At the end of Isaac Bashevis Singer's short story "The Primper", there's a small anecdote about a young man who studied the Rambam / Maimonides until he became an unbeliever:

In Rovna there was a young scholar who studied Maimonides so much, he became an unbeliever. They nicknamed him Moshka Maimonides. He knew all of Maimonides by heart. Saturday he would sit by the window with a cigarette in his mouth and recite Maimonides.
(translated by the author and Ruth Schachner Finkel)

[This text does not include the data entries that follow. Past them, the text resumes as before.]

Issue #166, opened 2023-01-23
Scroll Bar is overlaping the content


2002suraj456:
**Describe the bug**
Content is overlapping the scrollbars as provided in the screenshot.

**Screenshots**

<img src="https://user-images.githubusercontent.com/49604350/214106014-22686687-da29-4393-9dfc-0bb4dfd295b2.png"  height="550">

PR #168, opened 2023-01-24
fix: Adjusted padding in the layouts. #166

2002suraj456:
removed the padding from the scroll view and
added them to the linear layout.

Also changed the padding in other activities where padding is done
in the scroll view.


2002suraj456:
Here is the screenshot.




I want to add some UI improvements to the app so should I discuss them in a single issue or have them in different ones?

TrianguloY:
that 1px is hard to get, and I'm sure that in other android versions/roms the scrollbar is draw differently so, the easier the better.

Merged!

PR #174, opened 2023-02-06
Update issue templates

Ilithy:
Hi;
A small PR to update the issue templates, switching them from markdown to Yaml syntax, for more flexibility.

https://docs.github.com/en/communities/using-templates-to-encourage-useful-issues-and-pull-requests/syntax-for-issue-forms


TrianguloY:
Thank you! These new form-like issues are much better than manually filling a template 👍 

I made a few edits, mainly to fix a few grammar and clarify a couple inputs.

But I also noticed something! The 'ask a question' shouldn't be a template for an issue, but a discussion. Now that we have the discussions tab, those type of questions are better there (easier to reply, search and mark as answer too). Can you think of a way to redirect users that want to ask (or show) things to create a discussion instead? Maybe a direct link? (is it possible?)

Ilithy:
You are right, I kept it like this because there are always users who use it to piss off questions, but I will delete this model

>Can you think of a way to redirect users that want to ask (or show) things to create a discussion instead? Maybe a direct link? (is it possible?)

This could be added to the mandatory information at the bottom of the templates, like this _(this is just an example)_

TrianguloY:
Turns out there is a way to add links!
For some reason I can't see the issues link on your fork, in any case I'm going to merge it, can be changed later.

Thanks again for the change! (Switching from the old template to this new format sure required work!)

TrianguloY:
looks good!

Btw, You forgot to make the changes on a new branch, and I used a squash, so now both forks have diverged. I updated your fork to avoid future problems, the old commits are in https://github.com/Ilithy/UrlChecker/commits/update-issue-template (you can delete that branch if you want)

PabloOQ:
Just saw this for the first time in the issue I opened. The template looks great, really cool!

Ilithy:
Thanks @PabloOQ 🥰

PR #178, opened 2023-02-13
Update fr-FR strings

Ilithy:
Commit addition tracking: 6f15783

Translation of new elements into French


TrianguloY:
I made the same mistake 😅.
From the code I'm replacing those placeholders with integers, which requires %d. %s is for strings. There are other formats too (it's a standard)

PR #185, opened 2023-02-20
Add Simplified Chinese translation

Sevichecc:


Ilithy:
Hello, you didn't have to close this PR, the error came from the name of the folder containing the `strings.xml` file, renaming it `values-zh-CN` would have resolved the build error

Sevichecc:
> Hello, you didn't have to close this PR, the error came from the name of the folder containing the `strings.xml` file, renaming it `values-zh-CN` would have resolved the build error

Thanks for the reminder! I have also noticed some omissions in the translation, so perhaps I should submit another PR.

PR #186, opened 2023-02-20
Add Simplified Chinese translation

Sevichecc:


TrianguloY:
Apparently the name of the folder needs to have an extra 'r' (Android is very strange with locales)

Let's see if it works now...

Ilithy:
Sorry for the wrong information, indeed @TrianguloY is right, the folder name should be `values-zh-rCN`

TrianguloY:
Fixed!

Let me review it a bit and I'll merge it (just to make sure the translation is more or less expected and there is no hidden messages).

Thanks!

Sevichecc:
Sorry for the extra command, I use VS Code (but with Neovim extendsion 🤣

TrianguloY:
Apologies for the delay. Everything seems fine. Merged!

Issue #30, opened 2016-08-22
Cholesky decomposition?


mkschreder:
Anyone thought of adding this in?

PR #34, opened 2016-12-10
Changes for hamilton quaternion convention.

### LINKED ISSUE #29: Support hamilton quaternion
Benefits:
- Same product convention as DCM. 
  - v_c = C_cb \* C_ba \* v_a  v_q = q_cb \* q_ba \* v_a
  - currently:  v_q = q_ba \* q_cb \* v_a (not very intuitive)
- More widely used (ROS) etc.

Drawback:
- ecl library already written assuming products are ordered the other way

@LorenzMeier @tumbili @bkueng @priseborough @mkschreder

jgoppert:
It is about time we got this switched over. Can we get the necessary changes in to EKF2 @priseborough . Closes #29.

The changes to the unit test should show you all that will need to be changed in EKF2.

### DIFF
--- a/matrix/Quaternion.hpp
+++ b/matrix/Quaternion.hpp
@@ -4,11 +4,20 @@
  * All rotations and axis systems follow the right-hand rule.
  * The Hamilton quaternion product definition is used.
  *
- * In order to rotate a vector v by a righthand rotation defined by the quaternion q
+ * In order to rotate a vector in frame b (v_b) to frame n by a righthand
+ * rotation defined by the quaternion q_nb (from frame b to n)
  * one can use the following operation:
- * v_rotated = q^(-1) * [0;v] * q
- * where q^(-1) represents the inverse of the quaternion q.
- * The product z of two quaternions z = q1 * q2 represents an intrinsic rotation
+ * v_n = q_nb * [0;v_b] * q_nb^-1
+ *
+ * Just like DCM's: v_n = C_nb * v_b (vector rotation)
+ * M_n = C_nb * M_b * C_nb^(-1) (matrix rotation)
+ *
+ * or similarly
+ * v_b = q_nb^1 * [0;v_n] * q_nb
+ *
+ * where q_nb^(-1) represents the inverse of the quaternion q_nb =  q_bn
+ *
+ * The product z of two quaternions z = q2 * q1 represents an intrinsic rotation
  * in the order of first q1 followed by q2.
  * The first element of the quaternion
  * represents the real part, thus, a quaternion representing a zero-rotation
@@ -211,9 +220,9 @@ public:
         const Quaternion &p = *this;
         Quaternion r;
         r(0) = p(0) * q(0) - p(1) * q(1) - p(2) * q(2) - p(3) * q(3);
-        r(1) = p(0) * q(1) + p(1) * q(0) - p(2) * q(3) + p(3) * q(2);
-        r(2) = p(0) * q(2) + p(1) * q(3) + p(2) * q(0) - p(3) * q(1);
-        r(3) = p(0) * q(3) - p(1) * q(2) + p(2) * q(1) + p(3) * q(0);
+        r(1) = p(0) * q(1) + p(1) * q(0) + p(2) * q(3) - p(3) * q(2);
+        r(2) = p(0) * q(2) - p(1) * q(3) + p(2) * q(0) + p(3) * q(1);
+        r(3) = p(0) * q(3) + p(1) * q(2) - p(2) * q(1) + p(3) * q(0);
         return r;
     }
 
--- a/test/attitude.cpp
+++ b/test/attitude.cpp
@@ -170,13 +170,13 @@ int main()
     // quaternion derivative in frame 1
     Quatf q1(0, 1, 0, 0);
     Vector<float, 4> q1_dot1 = q1.derivative1(Vector3f(1, 2, 3));
-    float data_q_dot1_check[] = { -0.5f, 0.0f, 1.5f, -1.0f};
+    float data_q_dot1_check[] = { -0.5f, 0.0f, -1.5f, 1.0f};
     Vector<float, 4> q1_dot1_check(data_q_dot1_check);
     TEST(isEqual(q1_dot1, q1_dot1_check));
 
     // quaternion derivative in frame 2
     Vector<float, 4> q1_dot2 = q1.derivative2(Vector3f(1, 2, 3));
-    float data_q_dot2_check[] = { -0.5f, 0.0f, -1.5f, 1.0f};
+    float data_q_dot2_check[] = { -0.5f, 0.0f, 1.5f, -1.0f};
     Vector<float, 4> q1_dot2_check(data_q_dot2_check);
     TEST(isEqual(q1_dot2, q1_dot2_check));
 
@@ -296,8 +296,8 @@ int main()
 
     // conjugate
     Vector3f v1(1.5f, 2.2f, 3.2f);
-    TEST(isEqual(q.conjugate_inversed(v1), Dcmf(q)*v1));
-    TEST(isEqual(q.conjugate(v1), Dcmf(q).T()*v1));
+    TEST(isEqual(q.conjugate_inversed(v1), Dcmf(q).T()*v1));
+    TEST(isEqual(q.conjugate(v1), Dcmf(q)*v1));
 
     AxisAnglef aa_q_init(q);
     TEST(isEqual(aa_q_init, AxisAnglef(1.0f, 2.0f, 3.0f)));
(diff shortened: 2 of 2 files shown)


priseborough:
@jgoppert I want to keep the ecl EKF able to run as a standalone library without reliance on other PX4 libraries. I will have a look at the changes to conventions implemented in this PR and see how much work is involved to do this for all EKF operations.

jgoppert:
OK, my motivation would be to have ecl using matrix for math like the rest of the px4 code base to reduce the firmware size and make sure we have independent unit testing.

MaEtUgR:
The adaption to an existing quaternion convention is very welcome to me as I had problems with this librarie's quaternion convention in the past. The multiplication is the most important piece of the adaption and I'm really glad to see it change but I hope you are aware that other calculations like for example the dcm conversion also need to be compliant to the convention to have the perfectly predictable behavior.

I'm not sure if this is already the case and just wanted to mention. If you wish I would gladly take a look at all this soon.

jgoppert:
@MaEtUgR I believe we have covered all conversions in the unit tests. For instance if you look at the changes in this diff to unit testing you see the impact of the quaternion multplication changes. Basically, it just inverts the multiplication order.

MaEtUgR:
@priseborough as it was already mentioned this should only imply opposite order of all quaternion multiplications...

jgoppert:
Now also closes https://github.com/PX4/Matrix/issues/30.

matrix/Quaternion.hpp
```diff
@@ -280,9 +280,11 @@ class Quaternion : public Vector<Type, 4>
     void invert()
     {
         Quaternion &q = *this;
-        q(1) *= -1;
-        q(2) *= -1;
-        q(3) *= -1;
+        Type n = q.dot(q);
```
MaEtUgR: `q.dot(q)` gives you the norm squared but you want to devide by the norm here.
I would just use the norm method that we already have here `n = q.norm()` which would use this correct implementation: https://github.com/PX4/Matrix/blob/master/matrix/Vector.hpp#L73

matrix/Quaternion.hpp
```diff
@@ -294,10 +296,11 @@ class Quaternion : public Vector<Type, 4>
     {
         Quaternion &q = *this;
         Quaternion ret;
-        ret(0) = q(0);
-        ret(1) = -q(1);
-        ret(2) = -q(2);
-        ret(3) = -q(3);
+        Type n = q.dot(q);
```
MaEtUgR: same as last comment.
btw a test to identify this issue would be:
```
q = [.5 0 0 0]
q.inv() == [2 0 0 0]
```

matrix/Quaternion.hpp
jgoppert: Should have called the variable nsq to be clear. But for inverse believe it is conjugate over norm sq.

MaEtUgR: It is over the norm (without square) because the definition of the inverse is:
q * q^-1 = q^-1 * q = q_I    where the identity quaternion q_I = [1 0 0 0] has unit length.
You can infer from the quaternion multiplication that |q^-1| = 1/|q|.

The matlab implementation is over norm and you can also look up a definition somwhere else for example https://www.j3d.org/matrix_faq/matrfaq_latest.html for example says:
```
How do I calculate the inverse of a quaternion?
----------------------------------------------------
  This is equivalent to calculating the conjugate of the quaternion,
  if the quaternion is normalized (or a unit quaternion).
  In all other cases, the magnitude of the inverse is 1/|q|.
```

jgoppert: Here is the derivation with our quaternion product. You cannot assume unit length here. This derivation works for unit lenght and non-unit lenght quaternions: https://github.com/jgoppert/iekf_analysis/blob/master/Quaternion%20Inverse%20Check.ipynb

MaEtUgR: Thanks, I'll have a look at it asap.

MaEtUgR: I checked, you are right! sorry, my fault.

matrix/Matrix.hpp
```diff
@@ -290,8 +290,8 @@ class Matrix
 
     void print() const
     {
-        char buf[200];
-        write_string(buf, 200);
+        char buf[1000];
```
LorenzMeier: That's pretty evil on an embedded system. We need to find a better way than this.

MaEtUgR: It's only for debug prints but nevertheless I agree. What would be you proposition? Dynamic allocation?

dagar:
@jgoppert @priseborough we currently have matrix cloned twice in PX4 which is a bit confusing. Could we just use the version that comes in through ecl?

     db4374882bba122cb55370c5ea5efacbb8aa11c1 src/lib/ecl/matrix (v1.0.2-4-gdb43748)
     34fccdd6806fbdf7635a6365d7ef112f3bbaab9a src/lib/matrix (v1.0.2-5-g34fccdd)

jgoppert:
@dagar I'm usually bumping matrix a lot as I work on the estimators. I don't think we want to make IEKF and LPE dependent on ecl. Currently it seems ekf2 is grabbing the px4 version of matrix anywyas because it blows up when I pull in the hamilton quaternion patch. ecl should probably only have a copy of matrix lib for test purposes.

matrix/Matrix.hpp
MaEtUgR: Ok, but if dynamic then using the fields for the exact size. Otherwise we have two disadavantages.

matrix/Matrix.hpp
```diff
@@ -290,8 +290,8 @@ class Matrix
 
     void print() const
     {
-        char buf[1000];
-        write_string(buf, 1000);
+        char * buf = new char[15*N*M];
```
MaEtUgR: Do you really want to spend 15 characters for every number? Seems excessive to me... but maybe you have other applications.

matrix/Matrix.hpp
```diff
@@ -499,8 +499,8 @@ bool isEqual(const Matrix<Type, M, N> &x,
 
 
     if (!equal) {
-        char buf_x[100];
-        char buf_y[100];
+        char * buf_x = new char[100];
```
MaEtUgR: Why is it then not dynamic here? We already generate the char array on the heap for print.
The easiest solution could be something like:
```
printf("not equal:\n x:\n");
x.print();
printf("\ny:\n");
y.print();
```

jgoppert:
@MaEtUgR I think the static arrays is a good compromise with size based on the template. Let me know what you think. Can always go back to dynamic.

jgoppert:
I just compressed the commits so this is easier to review.

jgoppert:
It seems like coveralls stopped getting new builds. https://coveralls.io/github/PX4/Matrix

jgoppert:
This is cleaned up again to the minimal diff.

MaEtUgR:
Is there any concern with merging this or why is it still pending?

jgoppert:
@MaEtUgR We would need to get ekf2 converted over to this convention.

jgoppert:
@priseborough Can you help me get this into ekf2 so we can close it. You should just have to modify your derivation script for the new quaternion multiplication definition.

priseborough:
OK, let's set up a call and you can walk me through the changes. I do wish to keep the ecl EKF  portable and usable outside the PX4 framework.

jgoppert:
@priseborough great, I will contact you via skype.

MaEtUgR:
Switching multiplications should not be too much of a hassle, let me know if I can help anywhere to speed things up 👍

MaEtUgR:
@jgoppert @priseborough @LorenzMeier Can we take this in now please? I want to push the switch to the useful hamilton convention now. It's pending forever and if we are not switching soon the current way will also be used in a lot more interfaces (ask @julianoes ) and we will have the PX4 quaternion convention in future student books. Sorry for making this so urgent but otherwise nothing will ever happen. If noone writes back I'll merge and start converting multiplication to make submodule updates possible...

priseborough:
I will create a PR for the ecl library that uses the revised multiplication order and reference it to this PR.

priseborough:
I've been through the ecl and have a branch with the required changes https://github.com/PX4/ecl/tree/pr-ekfQuatMultOrder

I'm happy for this PR to be merged.

MaEtUgR:
Let's start testing and adapting in PRs for all the clients.

matrix/Quaternion.hpp
```diff
@@ -4,11 +4,20 @@
...
- * v_rotated = q^(-1) * [0;v] * q
- * where q^(-1) represents the inverse of the quaternion q.
- * The product z of two quaternions z = q1 * q2 represents an intrinsic rotation
+ * v_n = q_nb * [0;v_b] * q_nb^-1
+ *
+ * Just like DCM's: v_n = C_nb * v_b (vector rotation)
+ * M_n = C_nb * M_b * C_nb^(-1) (matrix rotation)
+ *
+ * or similarly
+ * v_b = q_nb^1 * [0;v_n] * q_nb
```
ndepal: A bit late to the party, but there is a `-` missing, should be `v_b = q_nb^-1 ...`.

MaEtUgR: I agree, there's another ^(-1) missing. Can you quickly review https://github.com/PX4/Matrix/pull/48 please?

MaEtUgR: Again late to the party, it's merged. Thanks for spotting 👍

Why would the young man have become an unbeliever because of studying Maimonides? Maimonides was a Jewish scholar who wrote out all of the laws and principles of belief, among many other things; why would reading this lead to becoming an unbeliever?

1 Answer 1


While Maimonides authored the most systematic and comprehensive code of Jewish ever written, which is cited in virtually every subsequent work of Jewish law, he also wrote extensively about philosophical matters, particularly in his book Guide for the Perplexed. In these writings he often sided with the Greek philosophers and deviated from what many groups of Jews believed to be traditional Jewish beliefs (see my answers to this post on our sister site Mi Yodeya for a list of such controversial views contained therein).

Because of this, his works were often outright banned, or at least discouraged, by other leaders of Jewish communities. It was not an out of the ordinary concern that people would be led astray by reading Maimonidean philosophy, whether because they considered it heretical itself or because readers would simply become confused by being exposed to such content. Even today, in many Jewish institutions of higher learning where Maimonides’s legal writings are pedestalized his philosophical writings are still considered non-standard and students are often discouraged from reading them until they are sufficiently initiated, if not altogether. And in fact over the centuries, other leading authorities on Jewish law have declared that Maimonides himself had been led astray by philosophy.

Thus, it is certainly not odd to find something like this in Singer’s story.